Task requirements = In how many lines of the records does the word "like" appear? Reply with the number and nothing else.
* * * * *
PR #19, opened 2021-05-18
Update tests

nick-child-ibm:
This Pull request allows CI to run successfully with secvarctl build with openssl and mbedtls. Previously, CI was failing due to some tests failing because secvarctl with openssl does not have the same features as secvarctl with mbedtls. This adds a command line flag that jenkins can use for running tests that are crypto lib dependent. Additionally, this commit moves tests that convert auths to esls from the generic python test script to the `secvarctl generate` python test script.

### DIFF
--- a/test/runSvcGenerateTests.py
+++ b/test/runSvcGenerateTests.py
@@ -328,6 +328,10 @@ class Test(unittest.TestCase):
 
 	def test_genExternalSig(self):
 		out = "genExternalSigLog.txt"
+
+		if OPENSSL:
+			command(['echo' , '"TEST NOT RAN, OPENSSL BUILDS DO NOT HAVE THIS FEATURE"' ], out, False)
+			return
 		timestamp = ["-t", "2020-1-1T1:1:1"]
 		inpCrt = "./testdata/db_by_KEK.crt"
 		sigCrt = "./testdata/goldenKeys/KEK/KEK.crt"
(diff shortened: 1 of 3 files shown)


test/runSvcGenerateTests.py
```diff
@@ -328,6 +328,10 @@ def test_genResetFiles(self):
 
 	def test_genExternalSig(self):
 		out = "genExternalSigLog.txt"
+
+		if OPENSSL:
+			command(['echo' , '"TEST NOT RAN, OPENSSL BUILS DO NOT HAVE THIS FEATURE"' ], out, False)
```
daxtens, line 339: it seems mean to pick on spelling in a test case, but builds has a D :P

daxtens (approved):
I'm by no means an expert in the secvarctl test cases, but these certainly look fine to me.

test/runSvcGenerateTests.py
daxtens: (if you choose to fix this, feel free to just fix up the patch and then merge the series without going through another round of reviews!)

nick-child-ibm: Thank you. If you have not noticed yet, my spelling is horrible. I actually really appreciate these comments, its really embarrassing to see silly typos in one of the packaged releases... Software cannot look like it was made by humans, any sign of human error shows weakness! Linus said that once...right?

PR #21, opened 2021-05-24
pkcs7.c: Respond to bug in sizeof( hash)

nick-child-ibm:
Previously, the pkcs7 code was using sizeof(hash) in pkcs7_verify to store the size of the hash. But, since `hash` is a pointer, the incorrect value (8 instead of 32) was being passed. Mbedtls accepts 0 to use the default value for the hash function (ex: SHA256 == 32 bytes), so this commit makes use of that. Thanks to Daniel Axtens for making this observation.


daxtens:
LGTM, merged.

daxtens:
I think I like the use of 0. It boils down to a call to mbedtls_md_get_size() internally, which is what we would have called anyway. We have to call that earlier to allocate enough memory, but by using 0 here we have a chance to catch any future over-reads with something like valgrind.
* * * * *
Answer = 2